Evaluating AI Grading on Real-World Handwritten College Mathematics: A Large-Scale Study Toward a Benchmark
This addresses grading workloads in college mathematics courses, though it is incremental as it applies existing OCR and LLM methods to a new educational domain.
The researchers tackled the problem of minimal feedback in large undergraduate STEM courses by developing an AI grading system for handwritten single-variable calculus work, finding strong alignment with teaching-assistant scores and acceptable feedback for most submissions.

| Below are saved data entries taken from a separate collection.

PR #889, opened 2021-03-11
overrides: pin to kernel-5.10.19-200.fc33 for rootless podman

jlebon:
There's a regression in 5.10.20+ which breaks rootless podman:
https://github.com/containers/buildah/issues/3071

(This is the same regression which prompted
https://github.com/coreos/fedora-coreos-config/pull/883 but for the
production streams, let's try to avoid exposing the regression to users
for now while it gets sorted out.)

### DIFF
--- a/manifest-lock.overrides.aarch64.yaml
+++ b/manifest-lock.overrides.aarch64.yaml
@@ -14,3 +14,11 @@ packages:
     evra: 246.7-1.fc33.noarch
   systemd-udev:
     evra: 246.7-1.fc33.aarch64
+  # There's a regression in 5.10.20+ which breaks rootless podman
+  # https://github.com/containers/buildah/issues/3071
+  kernel:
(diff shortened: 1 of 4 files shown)


jlebon:
If it takes too long to get a fix, we can unpin and live with it. But at least for now this will unblock lockfile bumps for other packages.

cgwalters:
One thing I'd highlight with us is that if we hooked up our CI to upstream kernel builds directly, we would find stuff like this much earlier.

cgwalters (approved):

bgilbert:
This is fixed by gregkh/linux@5d5422a294e6 in 5.10.24.

jlebon:
And in 5.11.7 (https://github.com/gregkh/linux/commit/7fbc077be2f3fad5d75ddfd4b598eeba66459c5d).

Grading in large undergraduate STEM courses often yields minimal feedback due to heavy instructional workloads. We present a large-scale empirical study of AI grading on real, handwritten single-variable calculus work from UC Irvine. Using OCR-conditioned large language models with structured, rubric-guided prompting, our system produces scores and formative feedback for thousands of free-response quiz submissions from nearly 800 students. In a setting with no single ground-truth label, we evaluate performance against official teaching-assistant grades, student surveys, and independent human review, finding strong alignment with TA scoring and a large majority of AI-generated feedback rated as correct or acceptable across quizzes. Beyond calculus, this setting highlights core challenges in OCR-conditioned mathematical reasoning and partial-credit assessment. We analyze key failure modes, propose practical rubric- and prompt-design principles, and introduce a multi-perspective evaluation protocol for reliable, real-course deployment. Building on the dataset and evaluation framework developed here, we outline a standardized benchmark for AI grading of handwritten mathematics to support reproducible comparison and future research.